声が出にくいという症状の影に、この上咽頭の炎症が隠れているケースが非常に多いです。Bスポット療法を受けることで、喉の違和感がスッと消えたり、声の通りが良くなったりする報告が多数あります。後遺症外来を設置している病院でも推奨されることが多い治療法の一つです。
言語聴覚士による本格的な音声リハビリ
医療機関には、ことばや飲み込み、聞こえの専門家である「言語聴覚士(ST)」が在籍している場合があります。医師の指導のもとで、一人ひとりの喉の状態に合わせた音声訓練(ボイスセラピー)を受けることができます。これはまさに、医療としてのボイストレーニングです。

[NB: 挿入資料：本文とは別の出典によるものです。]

PR #296, opened 2021-02-11
Make various fields transient

ttomsu:
I'm not 100% sure on this one, but it's my understanding that `Serializable` objects must have all of their non-`transient` fields also be `Serializable`, and if they can't/aren't, they are marked `transient` and thus ignored. 

Since many of these objects are java language constructs (`Supplier`, `Optional`) or from dependent libraries (stubs), there's not much we can do to make the objects `Serializable`, thus I've marked them `transient`


dzou (approved):
We could just mark the issues as won't fix if `transient` is just adding noise. I doubt serialization works anyway for some of these objects (like ReactiveFirestoreTransactionManager probably won't be able to recreate the firestore stub after serialization).

elefeint:
I think java will throw `NotSerializableException` if a field of a serializable class is not serializable.

The abstract platform manager says 

> The state of this class is serializable, to allow for serializing the
> * transaction strategy along with proxies that carry a transaction interceptor.
> * It is up to subclasses if they wish to make their state to be serializable too.

So I agree that we can won't-fix those Sonar findings, and not support serialization.

ttomsu:
Dropping this PR and closing those issues as "won't fix"

PR #310, opened 2021-02-16
Break up the monster Spanner integration test

ttomsu:
Turns out the DB cleanup code was broken too - fixed that as well.

I suggest reviewing one commit at a time.

Context: Was fixing the error flagged by [Test methods should not contain too many assertions](https://sonarcloud.io/organizations/googlecloudplatform/rules?open=java%3AS5961&rule_key=java%3AS5961), but this unit test was heavy on the test but not the _unit_ part. It contained 89 assertions in this one method (max is set at 25).


dzou (approved):
Nice, this is much cleaner.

言語聴覚士は、呼吸法や発声法、そして喉の筋肉を動かすための専門的なプログラムを作成してくれます。自分一人で行うトレーニングとは違い、プロの客観的な視点でフォームを修正してもらえるため、間違った発声の癖がつくのを防げます。筋肉の衰えが激しい場合や、神経的な問題がある場合には非常に心強い味方です。
リハビリは、1回受けて終わりではなく、定期的に通いながら自宅での課題をこなしていく形が一般的です。専門家と対話しながら進めることで、「声が出ない」という心理的な孤独感からも救われるはずです。自治体の保健所や病院の相談窓口で、音声リハビリが可能な施設を紹介してもらうこともできます。
コロナ後遺症で声が出ない状態から抜け出すためのまとめ
コロナ後遺症で声が出ないという悩みは、決してあなただけのものではありません。ウイルス感染によるダメージや、療養中の生活変化によって、喉が一時的にバランスを崩しているだけなのです。改善に向けた最大のポイントは、「焦らず、喉を休めながら、少しずつ再起動させる」という姿勢にあります。
まずは加湿や水分補給、十分な休息といった基本的なケアを徹底しましょう。その上で、ハミングやリップロールといった喉に負担の少ないボイトレメニューを日常に取り入れてみてください。無理に声を張り上げたり、咳払いを繰り返したりすることは、回復を遅らせる原因になるので厳禁です。
もし、自分だけでのケアに限界を感じたり、症状が数週間変わらなかったりする場合は、迷わず耳鼻咽喉科を受診してください。Bスポット療法や音声リハビリなど、現代医学には回復を助けるための確かな手段があります。あなたの声が再び明るく響く日は必ずやってきます。まずは今日、一回多めに水を飲むことから、回復へのステップを始めてみませんか。